(Stored items)

● ● ●

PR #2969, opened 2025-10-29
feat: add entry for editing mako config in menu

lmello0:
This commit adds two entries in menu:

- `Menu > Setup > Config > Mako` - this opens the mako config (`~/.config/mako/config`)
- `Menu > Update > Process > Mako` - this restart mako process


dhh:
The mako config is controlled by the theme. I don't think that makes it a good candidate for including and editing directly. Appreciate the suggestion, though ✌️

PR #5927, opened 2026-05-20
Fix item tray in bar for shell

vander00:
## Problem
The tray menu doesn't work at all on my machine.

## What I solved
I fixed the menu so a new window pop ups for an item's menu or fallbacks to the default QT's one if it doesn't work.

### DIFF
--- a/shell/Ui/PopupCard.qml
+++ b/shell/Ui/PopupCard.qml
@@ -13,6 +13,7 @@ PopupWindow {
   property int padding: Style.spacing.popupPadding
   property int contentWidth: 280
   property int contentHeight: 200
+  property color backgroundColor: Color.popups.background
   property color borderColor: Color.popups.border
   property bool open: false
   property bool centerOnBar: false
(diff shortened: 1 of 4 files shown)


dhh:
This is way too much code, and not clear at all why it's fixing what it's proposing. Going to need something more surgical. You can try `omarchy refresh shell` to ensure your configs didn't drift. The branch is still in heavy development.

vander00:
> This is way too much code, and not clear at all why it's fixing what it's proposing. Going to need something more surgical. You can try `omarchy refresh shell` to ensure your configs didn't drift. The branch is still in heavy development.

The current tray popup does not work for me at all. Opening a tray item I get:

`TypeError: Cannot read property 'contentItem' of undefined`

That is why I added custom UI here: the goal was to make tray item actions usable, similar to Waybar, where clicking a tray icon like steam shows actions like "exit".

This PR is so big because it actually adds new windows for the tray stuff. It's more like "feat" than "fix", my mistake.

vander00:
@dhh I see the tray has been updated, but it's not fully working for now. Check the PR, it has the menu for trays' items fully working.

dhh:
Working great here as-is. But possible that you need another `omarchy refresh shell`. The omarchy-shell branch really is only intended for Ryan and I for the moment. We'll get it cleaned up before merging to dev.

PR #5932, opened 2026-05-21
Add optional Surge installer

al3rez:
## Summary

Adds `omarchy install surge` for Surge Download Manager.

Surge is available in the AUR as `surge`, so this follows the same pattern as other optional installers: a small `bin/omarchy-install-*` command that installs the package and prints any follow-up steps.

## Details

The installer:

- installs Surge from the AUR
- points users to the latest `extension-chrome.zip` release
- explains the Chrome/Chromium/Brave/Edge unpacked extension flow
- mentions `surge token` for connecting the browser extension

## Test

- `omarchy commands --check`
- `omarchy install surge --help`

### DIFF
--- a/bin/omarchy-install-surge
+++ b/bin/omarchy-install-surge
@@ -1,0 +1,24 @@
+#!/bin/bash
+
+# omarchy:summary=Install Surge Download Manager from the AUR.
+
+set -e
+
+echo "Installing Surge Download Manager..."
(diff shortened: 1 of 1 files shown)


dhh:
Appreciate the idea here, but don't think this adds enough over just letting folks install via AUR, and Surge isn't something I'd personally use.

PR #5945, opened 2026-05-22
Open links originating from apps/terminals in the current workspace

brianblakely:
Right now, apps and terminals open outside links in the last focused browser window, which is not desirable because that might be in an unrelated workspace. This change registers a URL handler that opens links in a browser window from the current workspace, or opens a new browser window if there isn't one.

● ● ●

## Problem requirements:
All entries above should be duplicated exactly, none omitted.

## Finished task:
PR #2969, opened 2025-10-29
feat: add entry for editing mako config in menu

lmello0:
This commit adds two entries in menu:

- `Menu > Setup > Config > Mako` - this opens the mako config (`~/.config/mako/config`)
- `Menu > Update > Process > Mako` - this restart mako process


dhh:
The mako config is controlled by the theme. I don't think that makes it a good candidate for including and editing directly. Appreciate the suggestion, though ✌️

PR #5927, opened 2026-05-20
Fix item tray in bar for shell

vander00:
## Problem
The tray menu doesn't work at all on my machine.

## What I solved
I fixed the menu so a new window pop ups for an item's menu or fallbacks to the default QT's one if it doesn't work.

### DIFF
--- a/shell/Ui/PopupCard.qml
+++ b/shell/Ui/PopupCard.qml
@@ -13,6 +13,7 @@ PopupWindow {
   property int padding: Style.spacing.popupPadding
   property int contentWidth: 280
   property int contentHeight: 200
+  property color backgroundColor: Color.popups.background
   property color borderColor: Color.popups.border
   property bool open: false
   property bool centerOnBar: false
(diff shortened: 1 of 4 files shown)


dhh:
This is way too much code, and not clear at all why it's fixing what it's proposing. Going to need something more surgical. You can try `omarchy refresh shell` to ensure your configs didn't drift. The branch is still in heavy development.

vander00:
> This is way too much code, and not clear at all why it's fixing what it's proposing. Going to need something more surgical. You can try `omarchy refresh shell` to ensure your configs didn't drift. The branch is still in heavy development.

The current tray popup does not work for me at all. Opening a tray item I get:

`TypeError: Cannot read property 'contentItem' of undefined`

That is why I added custom UI here: the goal was to make tray item actions usable, similar to Waybar, where clicking a tray icon like steam shows actions like "exit".

This PR is so big because it actually adds new windows for the tray stuff. It's more like "feat" than "fix", my mistake.

vander00:
@dhh I see the tray has been updated, but it's not fully working for now. Check the PR, it has the menu for trays' items fully working.

dhh:
Working great here as-is. But possible that you need another `omarchy refresh shell`. The omarchy-shell branch really is only intended for Ryan and I for the moment. We'll get it cleaned up before merging to dev.

PR #5932, opened 2026-05-21
Add optional Surge installer

al3rez:
## Summary

Adds `omarchy install surge` for Surge Download Manager.

Surge is available in the AUR as `surge`, so this follows the same pattern as other optional installers: a small `bin/omarchy-install-*` command that installs the package and prints any follow-up steps.

## Details

The installer:

- installs Surge from the AUR
- points users to the latest `extension-chrome.zip` release
- explains the Chrome/Chromium/Brave/Edge unpacked extension flow
- mentions `surge token` for connecting the browser extension

## Test

- `omarchy commands --check`
- `omarchy install surge --help`

### DIFF
--- a/bin/omarchy-install-surge
+++ b/bin/omarchy-install-surge
@@ -1,0 +1,24 @@
+#!/bin/bash
+
+# omarchy:summary=Install Surge Download Manager from the AUR.
+
+set -e
+
+echo "Installing Surge Download Manager..."
(diff shortened: 1 of 1 files shown)


dhh:
Appreciate the idea here, but don't think this adds enough over just letting folks install via AUR, and Surge isn't something I'd personally use.

PR #5945, opened 2026-05-22
Open links originating from apps/terminals in the current workspace

brianblakely:
Right now, apps and terminals open outside links in the last focused browser window, which is not desirable because that might be in an unrelated workspace. This change registers a URL handler that opens links in a browser window from the current workspace, or opens a new browser window if there isn't one.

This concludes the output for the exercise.